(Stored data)
PR #278, opened 2026-01-07
feat(preparation): fix preparation test flakyness, which required several fixes

hannahhoward:
The error related to the uploads table in the preparation tests that came up in one of the PRs is something I've seen intermittently on my machine. So I decided to fix it seperately.

Fundamentally, the problem is SQLite in memory databases can get wiped even in shared cached mode if the database connections drop to zero. Ultimately I got tired of trying to debug how that could happen and just switched to using a file based DB.

But that revealed several more race issues that almost surely have occurred in production, which occur intermittently running the preparation restart test. Essentially, a context cancellation can cause a number of issues -- a directory getting created without its links, or a node created without an associated node upload record -- all cause context can get cancelled between node creation and directory link creation or between node creation and node upload creation.

The only real solution is to throw it all in a transaction, which conveniently simplifies a number of things other than the transaction itself.

I think we will probably have to do this for CreateDagScan as well -- put it in a transaction with FindOrCreateFSEntry

Also found another aspect of the test that could be flaky -- the number of shards uploaded after the blob put fails.

And a data race, which I fixed.

### DIFF
--- a/pkg/preparation/blobs/blobs_test.go
+++ b/pkg/preparation/blobs/blobs_test.go
@@ -49,9 +49,7 @@ func TestAddNodeToUploadShardsAndCloseUploadShards(t *testing.T) {
 		openShards, err := repo.ShardsForUploadByState(t.Context(), upload.ID(), model.BlobStateOpen)
 		require.NoError(t, err)
 		require.Len(t, openShards, 0)
-		n, _, err := repo.FindOrCreateRawNode(t.Context(), nodeCID1.(cidlink.Link).Cid, 1<<14, spaceDID, "some/path", source.ID(), 0)
-		require.NoError(t, err)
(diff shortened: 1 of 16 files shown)


hannahhoward:
Yea I agree and... oy I don't know quite what to do. Domain Driven Design and SQL transactions seem almost frustratingly in opposition to each other. 

Pretty sure the proper DDD approach would be to keep node_uploads and nodes_in_shards as seperate tables, which I was looking at one point.

Another move would be to store the upload_id on the node itself, but then it would "initial upload_id" to indicate that it's simply that uploads job to put things in the database. That would enable us to revert to put back node_uploads to essentially how nodes_in_shards was, and to mark.

We should schedule a design discussion to talk about this. There are a few other design issues bugging me.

[Task prompt] Nothing but an exact copy of the lines from the start of the entries through the line containing "The error related" belongs in the response.

[Output]
PR #278, opened 2026-01-07
feat(preparation): fix preparation test flakyness, which required several fixes

hannahhoward:
The error related to the uploads table in the preparation tests that came up in one of the PRs is something I've seen intermittently on my machine. So I decided to fix it seperately.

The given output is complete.